Out the front door of the family cabin.


----------



## Lake Girl (Oct 2, 2016)

BigFir said:


> Climates change dramatically with elevation.


Went through Yellowstone this summer (July 10th) and noted the change in temperature from the valley to the top of Beartooth Pass at elevation 10,947.  Surrounding peaks are around 12,000.  The shorts and sweatshirt were just not enough with the wind.  Noticed the snow blowers & plows on the side of the highway going up but figured that was the way they stored them ... wrong.  The pass was closed the next day due to snow  Highway is generally closed October to April!



BigFir said:


> That rainbow is an awesome shot!


Very distinctive bands of colour on that one.  It was actually a double rainbow but the second one was pretty faint.


----------



## Jags (Oct 3, 2016)

Front yard at the cabin...



View from the front yard...


----------



## begreen (Oct 3, 2016)

Sweet.
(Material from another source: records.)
PR #1176, opened 2021-07-08
feat(payment): PAYMENTS-6814 add NonePaymentProcessor test

leeBigCommerce:
## What?

- Add missing test to the `NonePaymentProcessor`

## Why?

- Ensures the payments endpoint it called correctly
- Ensures that the result of that result is passed to the `stepHandler`
- Ensures that the `stepHandler`'s result is returned from the processor's `process` method

## Testing / Proof

- New test

### DIFF
--- a/src/payment/strategies/ppsdk/ppsdk-payment-processor.ts
+++ b/src/payment/strategies/ppsdk/ppsdk-payment-processor.ts
@@ -3,7 +3,7 @@ import { PPSDKPaymentMethod } from '../../ppsdk-payment-method';
 
 export interface ProcessorSettings {
     paymentMethod: PPSDKPaymentMethod;
-    payment: OrderPaymentRequestBody | undefined;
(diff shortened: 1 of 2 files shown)


src/payment/strategies/ppsdk/ppsdk-payment-processor.ts
```diff
@@ -3,7 +3,7 @@ import { PPSDKPaymentMethod } from '../../ppsdk-payment-method';
 
 export interface ProcessorSettings {
     paymentMethod: PPSDKPaymentMethod;
-    payment: OrderPaymentRequestBody | undefined;
+    payment?: OrderPaymentRequestBody;
```
leeBigCommerce, line 6: Little type fix to stop `undefined` from having to be passed in explicitly as a param

animesh1987 (approved):

PR #1177, opened 2021-07-09
feat(payment): INT-4456 Add CA/FR to klarna countries list

ejesinskyBC:
https://jira.bigcommerce.com/browse/INT-4456
https://jira.bigcommerce.com/browse/INT-4712

## What?
Add FR/CA to klarna

## Why?
To support them

## Testing / Proof
...

## Siblings
https://github.com/bigcommerce/bigpay/pull/4067
https://github.com/bigcommerce/bigcommerce/pull/41800

### DIFF
--- a/src/payment/strategies/klarnav2/klarna-supported-countries.ts
+++ b/src/payment/strategies/klarnav2/klarna-supported-countries.ts
@@ -1,2 +1,2 @@
-export const supportedCountries = ['AT', 'BE', 'CH', 'DE', 'DK', 'ES', 'FI', 'GB', 'IT', 'NL', 'NO', 'NZ', 'SE'];
+export const supportedCountries = ['AT', 'BE', 'CA', 'CH', 'DE', 'DK', 'ES', 'FI', 'FR', 'GB', 'IT', 'NL', 'NO', 'NZ', 'SE'];
 export const supportedCountriesRequiringStates = ['AU'];


cmedinilla (approved):
LGTM!

ejesinskyBC:
> Is this a list of countries that Klarna supports?
> 
> Or a list of countries that this BC specific integration of Klarna supports?
> 
> Either way, is there an option to get this list from an API rather than manually hardcoding it?

@leeBigCommerce this is what we support specifically, it does not necessarily match what Klarna offers
As for the API call not that I'm aware of, their documentation is here https://developers.klarna.com/documentation/klarna-payments/in-depth-knowledge/puchase-countries-currencies-locales/ and actually doesn't always mention what they support, for example it's missing CA, FR, and NZ so must not be updated

leeBigCommerce:
Thanks @ejesinskyBC - if it's a BC notion of supported countries, do our BE services have their own notion of this list?

My point being that it's a bit odd to hardcode such config in FE code. Each time there's a change, we needed to make a PR such as this one - leading country support to be tied to an arbitrary release versions of the SDK.

If instead we got this data from the BE, countries could be added and removed without needing a new release. It would also keep the notion of supported countries perfect in sync between FE and BE code.

Maybe something to explore in a future ticket?

leeBigCommerce (approved):

ejesinskyBC:
> Thanks @ejesinskyBC - if it's a BC notion of supported countries, do our BE services have their own notion of this list?
> 
> My point being that it's a bit odd to hardcode such config in FE code. Each time there's a change, we needed to make a PR such as this one - leading country support to be tied to an arbitrary release versions of the SDK.
> 
> If instead we got this data from the BE, countries could be added and removed without needing a new release. It would also keep the notion of supported countries perfect in sync between FE and BE code.
> 
> Maybe something to explore in a future ticket?

@leeBigCommerce 100% agree with you there, if you look at the related PRs it's just updating a bunch of lists, which is sad I concur and not too uncommon an occurrence between bigpay/bcapp/checkout, it would be nice to refactor some of these things in the future

TomA-R (approved):

PR #150, opened 2023-02-15
feat: add customPropertiesEnabled setting to sync configs

khennes:
Adds a separate config property to the `SyncConfig` that governs whether or not a customer is able to add custom fields to a field mapping. Note that for postgres integrations, a `customPropertiesColumn` is also required.

Also fixes an issue where `destination.schema.fields` is out of sync with the `defaultFieldMapping`, so that fields specified in the latter but not the former do not appear in the customer's field mapping.

### DIFF
--- a/packages/nextjs/src/elements/FieldMapping/FieldMapping.tsx
+++ b/packages/nextjs/src/elements/FieldMapping/FieldMapping.tsx
@@ -99,8 +99,8 @@ const FieldCollection = ({ appearance, syncConfig, sync }: FieldCollectionProps)
 
   // Use the customer-defined field mapping if it exists; default to the values supplied by the developer
   const initialFieldMapping: CustomerFieldMapping = {};
-  (syncConfig.defaultFieldMapping || []).map(({ name, field }) => {
-    initialFieldMapping[name] = field;
+  ((syncConfig.destination as PostgresDestination).schema.fields || []).map(({ name }) => {
+    initialFieldMapping[name] = syncConfig.defaultFieldMapping?.find((field) => field.name === name)?.field || '';
   });
 
   if (sync.fieldMapping) {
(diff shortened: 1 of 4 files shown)


lucasmarshall (approved):

packages/nextjs/src/elements/FieldMapping/FieldMapping.tsx
```diff
@@ -29,10 +29,18 @@ const getSchema = (syncConfig: SyncConfig): Schema => {
 };
 
 const customPropertiesEnabled = (syncConfig: SyncConfig): boolean => {
-  if (syncConfig.type === 'outbound') {
-    return !!syncConfig.source.config.customPropertiesColumn;
+  if (syncConfig.type === 'inbound' && syncConfig.destination.type === 'postgres') {
+    return Boolean(
+      (syncConfig.destination as PostgresDestination).config.customPropertiesColumn &&
```
asdfryan, line 34: PSA: We should not be casting like this anymore and instead be using type guards to get the correct config (this is why outbound syncs are not working in the UI).

packages/nextjs/src/elements/FieldMapping/FieldMapping.tsx
```diff
@@ -91,8 +99,8 @@ const FieldCollection = ({ appearance, syncConfig, sync }: FieldCollectionProps)
 
   // Use the customer-defined field mapping if it exists; default to the values supplied by the developer
   const initialFieldMapping: CustomerFieldMapping = {};
-  (syncConfig.defaultFieldMapping || []).map(({ name, field }) => {
-    initialFieldMapping[name] = field;
+  ((syncConfig.destination as PostgresDestination).schema.fields || []).map(({ name }) => {
```
asdfryan, line 102: Same here

PR #152, opened 2023-02-16
chore: add more info about custom properties to docs

khennes:


albertyfwu (approved):

asdfryan (commented):
I thought we were supposed to be updating the `next` docs? unless the intent is for this to be part of the current release?

albertyfwu:
> I thought we were supposed to be updating the `next` docs? unless the intent is for this to be part of the current release?

True; and even if we want to update for current release, we should then also update `next`, since this is relevant for both sets of docs.

khennes:
good catch, thanks!

PR #168, opened 2023-02-28
fix: fix various analytics issues

khennes:


docker-compose.override.dev.yml
```diff
@@ -4,7 +4,6 @@ services:
     environment:
       - NODE_ENV=development
```
lucasmarshall, line 5: Probably don't want to check this in

lucasmarshall (changes requested):
Need to keep the analytics disabled for the dev override

apps/api/index.ts
```diff
@@ -45,6 +45,8 @@ app.use(
   })
 );
 
+app.use(posthogMiddleware);
```
lucasmarshall, line 48: Doesn't this log success always, even for errors?

khennes:
> Need to keep the analytics disabled for the dev override

Why do we want that?

apps/api/index.ts
khennes: Yes, it's more of an "attempt" than a success. I couldn't figure out how to emit an event for a successful request.

khennes:
> > Need to keep the analytics disabled for the dev override
> 
> Why do we want that?

For posterity: we'll keep analytics enabled for the dev override so that we have visibility into external folks who want to develop against supaglue.

apps/api/index.ts
khennes: We'll rename the result type to `attempt` for now and figure out the middleware later.

PR #182, opened 2023-03-01
fix: docs builds

lucasmarshall:


turbo.json
```diff
@@ -6,17 +6,6 @@
...
-        "../../openapi/**/openapi.bundle.json",
-        "blog/**/*",
-        "docs/**/*",
-        "docusaurus.config.js",
-        "sidebars.js",
-        "package.json",
-        "tsconfig.json",
-        "src/**/*",
-        "static/**/*"
-      ],
```
lucasmarshall, line 19: This is the fix. Turbo will skip cache if anything in the docs workspace changes with the new config

albertyfwu (approved):

turbo.json
tomkit: Thanks!

PR #187, opened 2023-03-02
fix: db issues

lucasmarshall:
There are some future changes I want to make here to simplify the Dockerfiles, but this works for now


docker-compose.yml
```diff
@@ -60,17 +60,15 @@ services:
       - temporalitedata:/data
 
   init:
-    image: node:18
+    image: supaglue/init
```
tomkit, line 63: do we need an init in override.yml?

lucasmarshall: No.

albertyfwu (approved):

PR #191, opened 2023-03-02
chore: create sync history table

lucasmarshall:


packages/db/prisma/schema.prisma
```diff
@@ -166,3 +167,18 @@ model CrmOpportunity {
   @@unique([connectionId, remoteId])
   @@map("crm_opportunities")
 }
+
+model SyncHistory {
+  id             String     @id @default(uuid())
+  // contact, lead, account, opportunity, etc.
+  object         String
```
albertyfwu, line 174: we should standardize on `object` or `model`. i think we're using both in the code...

packages/db/prisma/schema.prisma
```diff
@@ -166,3 +167,18 @@ model CrmOpportunity {
...
+  // success | error
+  result         String
+  startTimestamp DateTime   @default(now()) @map("start_timestamp")
```
albertyfwu, line 177: why do we want default here?

packages/db/prisma/schema.prisma
```diff
@@ -33,19 +33,20 @@ model Integration {
...
   credentials   Json // {type, access_token, refresh_token, expires_at, raw}
-  customer      Customer    @relation(fields: [customerId], references: [id], onDelete: Cascade)
-  customerId    String      @map("customer_id")
-  createdAt     DateTime    @default(now()) @map("created_at")
-  updatedAt     DateTime    @updatedAt @map("updated_at")
+  customer      Customer      @relation(fields: [customerId], references: [id], onDelete: Cascade)
+  customerId    String        @map("customer_id")
+  createdAt     DateTime      @default(now()) @map("created_at")
+  updatedAt     DateTime      @updatedAt @map("updated_at")
+  SyncHistory   SyncHistory[]
```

I'd love to have a lake cabin.


----------



## Jags (Oct 3, 2016)

begreen said:


> Sweet. I'd love to have a lake cabin.



Or river, maybe???  That is backwaters of the mighty Mississippi (in my pics).  That view goes for 27 miles before I need to lock through.


----------



## Lake Girl (Oct 3, 2016)

Early into our marriage, Hubby and I could have bought his parent's place on Rainy Lake ... about an hour car & boat ride from where we lived.  While lots of good memories were there, we had been trying to look after it when extended family required assistance sending his parents to TO.  Very difficult to look after our house and the lake cabin.  We chose to have one house, at the lake, but with a longer commute for work.  Commute proved to be good thinking time ...  Unfortunately, circumstances have changed and, instead of having one property, we have three.  Condo in Winnipeg for kids for university and corner lot that was owned by a nephew.  It was a good plan while it lasted


----------



## jb6l6gc (Oct 3, 2016)

Dunnville Ontario check in here!


----------



## EatenByLimestone (Oct 3, 2016)

Ha!  Somebody else here is crazy enough to sit out on a frozen lake!    I'm counting down the time until freeze up!


----------



## jb6l6gc (Oct 3, 2016)

EatenByLimestone said:


> Ha!  Somebody else here is crazy enough to sit out on a frozen lake!    I'm counting down the time until freeze up!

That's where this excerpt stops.